# Adjusting pH Prior to Bottling



## Peter1 (Sep 11, 2014)

I have 6gals of Cabernet Sauvignon made from fresh grapes, coming out of the barrel in a week or so. I was tasting and rechecking SO2, pH, and TA last night. The wine is tasting really good, although I think a bit acidic. My pH is 3.28, and TA .58. My thought is the pH is a bit low and should be closer to 3.4 maybe. 

I'd like to complete a few bench trials before making any adjustments as I realize adjusting pH/TA this late in the game may be irreversible. 

Any recommendations on how I should go about raising the pH of a finished wine ready for bottling? Potassium Carbonate? Distilled water? Leave it alone? The wine did go thru MLF so if the solution is an addition of potassium carbonate, I want to be sure I don't create any off flavors or aromas. 
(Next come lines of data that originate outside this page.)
PR #417, opened 2024-07-09
Add packet example and integration test

thebendavis:
This adds a standalone example (`packet.exe`) and an integration test. Beyond testing basic verifier functionality, this is intended to provide an integration test of the 1) terminal user interaction, and 2) resulting equivalence condition, in ways that the other automated tests do not. The integration test is implemented as an `expect` script that captures a subset of the expected output including a key clause of the equivalence condition, and will alert / need to be updated if this output changes during evolution of the PATE verifier.

This integration test has been added to the `docker` CI job. I have not additionally added it to the `build` CI job because that job uses `cabal build pkg:pate` which breaks subsequent use of `./pate.sh`, which is the interface used by the integration test. This issue is captured separately in #418 and is outside of the scope of this PR.


danmatichuk:
This looks fine to me, I think including at least one example that bypasses the normal "scripting" interface makes sense as a sanity check. I think it also makes sense to test it both via docker and natively once #418 is addressed.

.github/workflows/main.yml
```diff
@@ -54,6 +54,10 @@ jobs:
           cat out.log
           grep -e "All .* tests passed" out.log || exit 1
 
+      - name: Docker Integration Test
```
danmatichuk, line 57: We could consider just using this to replace the above integration test, which only exists as a minimal test to ensure that the verifier actually works in the container.

tests/integration/packet/packet.exp
```diff
@@ -0,0 +1,72 @@
...
+
+set timeout 480
+
+expect_before {
+        timeout { send_user "\n\nFAILURE: timeout\n"; exit 1 }
+        eof     { send_user "\n\nFAILURE: eof\n";     exit 2 }
+}
+
+expect "Choose Entry Point"
+expect "1: Function Entry \"parse_packet\" (segment1+0x554)"
```
danmatichuk, line 28: One of the main motivations for the scripting interface was to avoid referencing specific numbers from the menus. I'm assuming that's not something we can easily do here?

tests/integration/packet/packet.exp
```diff
@@ -0,0 +1,72 @@
...
+
+expect "0: segment1+0x644 \\\[ via: \"parse_packet\" (segment1+0x554) \\\]"
+expect ">"
+send "0\r"
+
+expect "3: let -- segment1+0x664.. in not v40591"
+expect ">"
+send "3\r"
+
+expect "v40591 = and (eq 0x80:\\\[8\\\] v40584) (not (eq v40587 (bvSum v40584 0x80:\\\[8\\\])))"
```
danmatichuk, line 61: We probably want to figure out how to avoid making this depend on the exact variable identifiers (e.g. v40591) since those will almost certainly change fairly regularly.

jim-carciofini: If we pulled the simplification logic from the GUI into Pate, would that fix this issue? I believe want to do that anyway as time permits.

thebendavis: Agreed - this will be relatively brittle for now so we'll have to replace this line when changes to the verifier result in changes to this expression. Ultimately we'd like to match not on this low-level view of the equivalence condition expression but instead on the simplified version we show to operators, so we could match something like:

```
(#x80 != read1#00011045)) | (read1#00011044) = (#x80 + read1#x00011045)))
```

but currently the simplification logic for producing this expression spans both the verifier and the Binary Ninja plugin. I've opened issue #420 about unifying this logic in the verifier, once that is resolved it will natural to update our regression test to leverage it.

tests/integration/packet/packet.exp
thebendavis: It's definitely an option to, for example, regex parse the lines of menus from PATE to get the appropriate number to send in response to each step. That would reduce some of the brittleness due to menu item ordering, but we'd still have either some level of brittleness or some level of ambiguity matching the rest of each line depending on how strictly we check for things.

My thinking here is that we have the rest of the PATE scripts which do the more structural matching for the other test cases - for this integration test, given that it'll still be brittle in ways beyond just the menu numbers, we might prioritize keeping the expect script as simple as possible and just use the basic string match. Doing it this way means that if/when we need to make updates to the expect script, it's just a matter of copy-pasting in the expected line, rather than adapting or writing a new regex expression to capture the appropriate context. I think that's an ok tradeoff for this single small example - if this ends up flagging too many issues that *aren't* interesting to us, or if we later end up doing lots more / longer integration tests like this, then I think we may want to explore something that does more sophisticated parsing of PATE output.

.github/workflows/main.yml
thebendavis: Sure, I'm ok with that - this will save a few minutes off of the `docker` build job in CI, and we're still running tests in the `build` job so we shouldn't miss much. Done.

thebendavis:
> This looks fine to me, I think including at least one example that bypasses the normal "scripting" interface makes sense as a sanity check. I think it also makes sense to test it both via docker and natively once #418 is addressed.

Thanks for the review! I have flagged the appropriate items for followup in relevant issues.

PR #442, opened 2024-09-03
change 'no-assume-stack-scope' to 'assume-stack-scope'

danmatichuk:
This flips the default behavior of this unsafe flag.

If set, 'assume-stack-scope' injects an additional assumption into every pre-domain that all out of
scope stack values (i.e. past the stack pointer)

This is a fairly strong assumption that is unsafe in general, in particular it will crash in the case where it is provably false (i.e. the value domain implies that the stack contents past the stack pointer are necessarily inequivalent)


docs/user-manual/invoking.tex
```diff
@@ -88,8 +88,8 @@ \section{Invoking the \pate{} Verifier}
   --read-only-segments ARG Mark segments as read-only (0-indexed) when loading
                            ELF
   --script FILENAME        Save macaw CFGs to the provided directory
-  --no-assume-stack-scope  Don't add additional assumptions about stack frame
-                           scoping
+  --assume-stack-scope     Add additional assumptions about stack frame 
+                           scoping during function calls (unsafe)
```
thebendavis, line 92: While we're here, is there a brief description of what exactly this does and when the user would want to use it that we can add to the user manual? Maybe just a bit of elaboration at the end of `invoking.tex` framed as tips for invoking PATE, perhaps?

PR #163, opened 2016-10-12
Add optional prop to display additional content on the FormPopover footer

ilmotta:
This PR adds a new prop to the `FormPopover` component in order to allow developers to display additional right-aligned with the control buttons/links (e.g. submit and cancel).

#### Problem

I have a submittable popover component using the `FormPopover` component and I need to display a right-aligned tooltip on the footer. There is no appropriate way to use a `FormPopover` and display additional content after the control buttons. The only thing similar is the `additionalControls` prop, but it is rendered before the cancel component.

#### Updates based on suggestions

1. Renamed the new prop from `additionalInfo` to `additionalFooterContent`
2. Always right-align the extra content (see screenshots below). The implementation is straightforward: wrap the content in a `<div />` with class `rs-pull-right` (tests updated accordingly).
3. Improved demo

#### Tasks

- [x] Add support for new prop in `FormPopover`
- [x] Implement demo
- [x] Update changelog
- [x] Always right-align the additional content

---

### Screenshot: submittable popover displaying additional content as a `<TooltipTrigger />`

image

### Screenshot: The extra content plays nicely with the processing indicator on submittable popovers

image

### DIFF
--- a/demo/DemoPopoverSection.jsx
+++ b/demo/DemoPopoverSection.jsx
@@ -5,6 +5,8 @@ import Button from './Button';
 import DemoFormPopover from './DemoFormPopover';
 import DemoPopover from './DemoPopover';
 import DetailsSection from './DetailsSection';
+import StatusIndicator from './StatusIndicator';
+import TooltipTrigger from './TooltipTrigger';
 
 class DemoPopoverSection extends React.Component {
   constructor(props) {
@@ -97,6 +99,32 @@ class DemoPopoverSection extends React.Component {
                   onSubmit={ () => { this.setState({ formPopoverSubmitting: true }) } }
                   onRequestClose={ () => { this.setState({ formPopoverOpen: false }) } }
                   additionalControls={ [ <Button onClick={ (e) => { e.preventDefault(); } } canonStyle="secondary">Opt. Addl Controls</Button> ] } />
+              </td>
+            </tr>
+            <tr>
+              <td>
+                <Button
+                  id="form-popover-with-additional-footer-content-button"
+                  onClick={ () => this.setState({
+                    formPopoverWithAdditionalFooterContentOpen: true,
+                    formPopoverWithAdditionalFooterContentSubmitting: false
+                  }) }>
+                  Submittable with additional footer content
+                </Button>
+                <DemoFormPopover
+                  placement="right"
+                  processing={ this.state.formPopoverWithAdditionalFooterContentSubmitting }
+                  target={ () => document.getElementById('form-popover-with-additional-footer-content-button') }
+                  isOpen={ !!this.state.formPopoverWithAdditionalFooterContentOpen }
+                  onSubmit={ () => this.setState({ formPopoverWithAdditionalFooterContentSubmitting: true }) }
+                  onRequestClose={ () => this.setState({ formPopoverWithAdditionalFooterContentOpen: false }) }
+                  additionalFooterContent={
+                    <TooltipTrigger
+                      placement="bottom"
+                      content="In this example, the additional footer content is a TooltipTrigger, but it could be any React node/component or even plain text.">
+                      <StatusIndicator>Tooltip</StatusIndicator>
+                    </TooltipTrigger>
+                  } />
               </td>
             </tr>
             <tr>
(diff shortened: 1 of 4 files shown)


hannahstwinter:
A few things I am wondering about - the demo seems to be very contrived and offers little insight into why you would use this feature. Do you think that passing in a tooltip trigger with the tooltip itself indicating 'Optional additionalControlsContent' would be any clearer? Also, maybe ```additionalControlsContent``` for the name, as it indicates where the additional info is going to go. Lastly, is this a common enough pattern to warrant putting it into Canon-React? I haven't seen tooltips in footers anywhere... I'm not 100% opposed to it, I just worry about prematurely optimizing.

adampickeral:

I welcome any thoughts or recommendations! Thanks

Pete


----------



## salcoco (Sep 11, 2014)

bench trials are certain the answer. I would try some sugar syrup, two cups of sugar to one cup water in a blender, let it clear. take 1/4 cup sample=60ml. add 1/4 tsp of sugar syrup in first , two in second three in third etc. do taste tests. sugar syrup will balance the acid and not sweeten wine. use taste test. only at his stage numbers are just numbers taste is the king. find the right dosage add to base wine also add potassium sorbate to keep refermetation in check.


----------



## Boatboy24 (Sep 11, 2014)

Sal,

What if MLF was done? Would sorbate be a no-no? Would cold stabilization be an option?


----------



## Treeman (Sep 11, 2014)

I would do some bench trials with potassium bicarbonate. Cold stabilization with a pH lower than 3.65 usually drops pH, so you don't want to go that route.


Cheers!


----------



## Peter1 (Sep 12, 2014)

Thanks for the advice, however, it doesn't sound like there is overwhelming consensus on what the solution path may be. What if I do nothing - and bottle my cab with a pH of 3.2. Will it settle down a bit over time in the bottle? Or am I bottling a problem child?

I don't want to overthink it, but want to do the right thing to have a good wine down the road. Thanks again for the help. 


Pete


----------



## Treeman (Sep 12, 2014)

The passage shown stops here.